I really can't understand why some people even care about comparing jpegs, or why Chuck Westfall was braging so much about the 2 stop jpeg improvement over the 5D2.. Who the heck cares?

RAW improvement is all that matters


----------



## Viggo (Mar 25, 2012)

So this seems to be an issue that requires both a firmware update for the camera and an update for the DPP software.

Now let me just take a second to ask here; How in the [email protected]@k does this [email protected] get passed Canon when releasing a VERY important product?!?!?!?!

And do not tell me there's a glitch in the Matrix! And the same happened with the 1d mk3, how did it take some reviewers online to find out the AF doesn't work?!?!?! What in the hell are beta-testers for?!?! Do the Canon people even use their products? Are the people in charge surrounded by yes-men? I am actually asking...

I'm done making excuses for Canon, either do it right or leave it, seriously!

The mk4 was an awesome camera that worked, but it needed a firmware tuning the Ai Servo right at the beginning, how come this wasn't already in the camera considering the useless AF of the mk3???

And how come the S100, one of their TWO most important compacts (before the G1X) had an "off center lens resulted in soft images" discovered ALSO by reviewers... 

Do this make me confident waiting ver anxiously for the 1d X?

It shouldn't be like I have creepy feeling in my stomach and just crossing my whatnot for the awkward silence not to happen and Canon drops the ball, again... After trying the D4 which is bulletproof through and through, I'm not settling for paying a thousand dollars more for the 1d X that almost gives me sharp images... Someone needs to wake them up over there at Canon, cuz this announcing a product 8 months before it can be bought and then screw it up releasing firmware just isn't going to cut it...

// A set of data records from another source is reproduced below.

PR #2580, opened 2026-04-03
SR - Remove compression

kybishop:
🚧 👷 🚧


lawik:
I assume this was to address something in SmartRent's usage fairly immediately. Feels like this could be a config option for the longer term.

Curious about the reason :)

joshk:
This is a compile time setting, and there is no runtime alternative.

lawik:
> there is no runtime alternative

how fun :D

nshoes:
Superceded by https://github.com/nerves-hub/nerves_hub_web/pull/2865

PR #1805, opened 2023-02-10
Fix docker link.

wyhaines:
It was inserted as a relative link instead of an absolute link.


lisa-parity:
Hey @wyhaines, have you successfully set up an archive node? I tried to follow the instructions and couldn't get it working. I think there's something missing / assumed most likely about the PostgreSQL DB configuration.

lisa-parity (approved):

PR #1890, opened 2023-03-09
add instruction for the default() constructor in Use maps for storing values tutorial

bencgreenberg:
The Use maps for storing values tutorial builds from the previous tutorial and asks the reader to continue adding more functionality on top of what they did previously. However, it is missing a step to update the `default` constructor that the reader built in the previous tutorial, so the tutorial as it is now does not build and the tests cannot run.

This PR adds the instruction to update the `default` constructor with the `Mapping` like the rest of the tutorial.


lisa-parity (approved):

HCastano:
@bencgreenberg the [sample solution for the `Mapping` tutorial](https://github.com/substrate-developer-hub/substrate-docs/blob/main/static/assets/tutorials/smart-contracts/incrementer-mapping.rs) doesn't have a `Default` constructor. I think I removed it on purpose.

Can you double check if we really need to add this? Or maybe we can remove the use of the default constructor in the other parts of the tutorial

PR #1906, opened 2023-03-14
Restructuring draft

har00ga:
Made some changes to the structure that seemed to make sense to me. It would also be cool to break down each of these into related submenus as well, especially with the bigger sections like build and tutorials.

The 'troubleshooting your code' page can probably be broken up into 2 sections; the first half going under tutorials and the second half (error handling) could be it's own section, perhaps under test or build. 'Randomness' can probably also be moved to fundamentals.

The fundamental section could also be split into 2 submenus: blockchain-generic fundamentals, and those specific to Substrate itself, as there's quite a bit of information that depending on a user's original knowledge may or may not be necessary.

Feel like moving or maybe rearranging the tutorials may be good as well, but not sure how I'd like to see that executed as of now.

Any thoughts / comments / concerns?

### DIFF
--- a/content/config/nav.yaml
+++ b/content/config/nav.yaml
@@ -59,24 +59,6 @@ fundamentals:
       url: /fundamentals/light-clients-in-substrate-connect/
     - title: Cross-consensus messaging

I need a coffee and Laphroaig now....


----------



## Crapking (Mar 25, 2012)

wickidwombat said:


> I thing the ACR6.7 shows up even softer
> the out of camera jpegs are so bad i've just turned them off all together.
> 
> My initial feeling about the files is they are not as good as the 5Dmk2 however its to hard to call until proper raw converters come out.
> ...


 

I agree - I want a better RAW converter the ACR 6.7 was not very good either, though I am not 'underwhelmed' by the in camera JPEG. Here is a sequence of shots - with out of the camera JPEG settings (except Landscape and WB set to 3200) - not too bad handling of either the JPEG engine or the AF / low light handling, these are a burst at 1/800, f 2.8 ISO 3200 with the 70-200 2/8 II. 




5D3L0653 by PVC 2012, on Flickr



5D3L0654 by PVC 2012, on Flickr



5D3L0656 by PVC 2012, on Flickr




5D3L0657 by PVC 2012, on Flickr



5D3L0658 by PVC 2012, on Flickr


----------



## Mt Spokane Photography (Mar 25, 2012)

candyman said:


> I just wonder, the 5D MKIII has been tested by a lot of photographers before the camera was released. And none of them reported this problem? Then maybe it is a problem of this specific sample that The Digital Picture used for the review.


 
None of the preliminary users had DPP, just out of camera jpegs.


----------



## mrmarks (Mar 26, 2012)

Some new updates from Bryan of TDP http://www.the-digital-picture.com/News/News-Post.aspx?News=2148 :

Clarification: The Canon EOS 5D Mark III is Delivering Very Sharp Images
I am getting a lot of email asking about the Canon EOS 5D Mark III and the image softness issue. Let me clarify what I'm seeing:

The Canon EOS 5D Mark III is Delivering Very Sharp Images

There is a softness issue, but it appears to be completely isolated to the Canon Digital Photo Pro software's "High quality" RAW conversion algorithm.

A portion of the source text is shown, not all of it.